YouTube Trending Video Analysis and Prediction
Youtube 视频趋势分析与预测
Tools: Python, pandas, numpy, seaborn, matplotlib, scikit-learn, gensim + pyLDAvis, TF-IDF, KMeans
Final Project
Github Link - Recommended to view in Google Colab.
This project analyzes over 3 million trending YouTube videos from 113 countries to explore the factors behind video virality. It consists of three main parts:
Exploratory Data Analysis (EDA):
Cleaned and explored a large-scale dataset to understand view counts, engagement metrics, and distribution patterns over time and across countries.
Supervised Learning (Trend Prediction):
Built classification models (Random Forest and Logistic Regression) to predict whether a video will become trending based on features such as view count, like count, comment count, and movement in rankings. Achieved up to 93% accuracy with the Random Forest model.

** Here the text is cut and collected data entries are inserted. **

PR #267, opened 2015-07-20
Add enable/disable_event() native (bug 6360)

Arkshine:
Nothing much to say. This uses a state system for easiness which seems appropriate in the context of the event system dealing with reentrancy..

### DIFF
--- a/amxmodx/amxmodx.cpp
+++ b/amxmodx/amxmodx.cpp
@@ -19,6 +19,7 @@
 #include "nongpl_matches.h"
 #include "format.h"
 #include <amxmodx_version.h>
+#include "CEvent.h"
 
 extern CFlagManager FlagMan;
 ke::Vector<CAdminData *> DynamicAdmins;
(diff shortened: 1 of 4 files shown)


plugins/include/amxmodx.inc
```diff
@@ -496,6 +496,15 @@ native console_cmd(id, const cmd[], any:...);
 native register_event(const event[], const function[], const flags[], const cond[] = "", ...);
 
 /**
+ * Unregisters a function hook of a game event which has been previously registered with register_event().
+ *
+ * @param handle    Value returned from register_event()
+ *
+ * @return          1 on successfully uneregistering, 0 on failure
```
xPaw: Fix wording

amxmodx/amxmodx.cpp
```diff
@@ -1722,26 +1722,36 @@ static cell AMX_NATIVE_CALL get_concmdsnum(AMX *amx, cell *params) /* 1 param */
...
 		return 0;
 	}
 
-	sTemp = get_amxstring(amx, params[2], 0, len);
-	iFunction = registerSPForwardByName(amx, sTemp, FP_CELL, FP_DONE);
+	const char* callback = get_amxstring(amx, params[2], 0, len);
+
+	auto event = g_events.findEvent(plugin, evenId, callback);
+
+	if (event)
```
Nextra: This will cause bcompat issues and I think we should go with the Ham-style enable/disable API.

Nextra:
Fix the @return in the doc and :ship:

PR #270, opened 2015-07-28
Fix a ML parser crash on key with an associated empty value

Arkshine:
Reported by `New.ZM.Life`.
Related to #260.

Fix a crash with ML parser not expecting a null value. 
For now, this will just trigger the same "Invalid multi-lingual line" error message.


Nextra:
Can `ReadINI_NewSection` also pass null? If not, :ship:

Arkshine:
No.

PR #271, opened 2015-07-29
Fix ns_remove_upgrade() native (bug 3394)

Arkshine:
Bug is essentially that the item upgrade state is not updated, so even if item is deleted from player's related internal lists, game will still think upgrade is "done". Native partially works, the glitch is at next spawn, upgrade is removed, but you won't be able to select this upgrade anymore. 

Fix is just about calling `mCombatNodes.SetResearchDone(impulseid, false)` on the related upgrade impulse index.

It was a pain to understand how NS is working, but luckily NS released the source code in 2014. This bug was bothering me.

Note: The whole NS module needs to be refactored, it was traumatizing to do the same. :scream: 
Note2: This has been tested, should be fine.


modules/ns/natives/player_memory.cpp
```diff
@@ -378,6 +388,9 @@ static cell AMX_NATIVE_CALL ns_remove_upgrade(AMX *amx, cell *params)
 
 	if (bfound)
 	{
+		void *pTechTree = reinterpret_cast<char*>(player->GetEdict()->pvPrivateData) + MAKE_OFFSET(COMBAT_TECHTREE);
```
Arkshine: Note: This is to access player's private data `AvHTechTree  mCombatNodes;` Then, we can do afterward `mCombatNodes.SetResearchDone()`

Nextra:
So I *think* I understand the code, and it seems to be fine. Given that it's quite a small change and you tested it: :ship:

PR #273, opened 2015-07-29
Fix typo in newmenus (bug 6394)

Arkshine:
I can't believe this has not been spotted after several reviews nor compiler would not whine about it. Too bad we can't do += directly.

Related to #260.


Nextra:
oops, :ship:

Myszax:
Anyway Thanks guys! :+1:

PR #276, opened 2015-07-31
Fix "ham hooks" command not displaying all current hooks of a plugin

Arkshine:
:scream:


Nextra:
the typos are real. :ship:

Unsupervised Learning (Content Clustering and Topic Modeling):
Used KMeans to cluster video titles (TF-IDF) and identify content styles with higher trend potential.
Applied LDA topic modeling on video tags to extract popular content themes like comedy, music, and sports, and analyzed which topics are more likely to trend.
Combined clustering results with prediction outcomes to validate meaningful content groupings.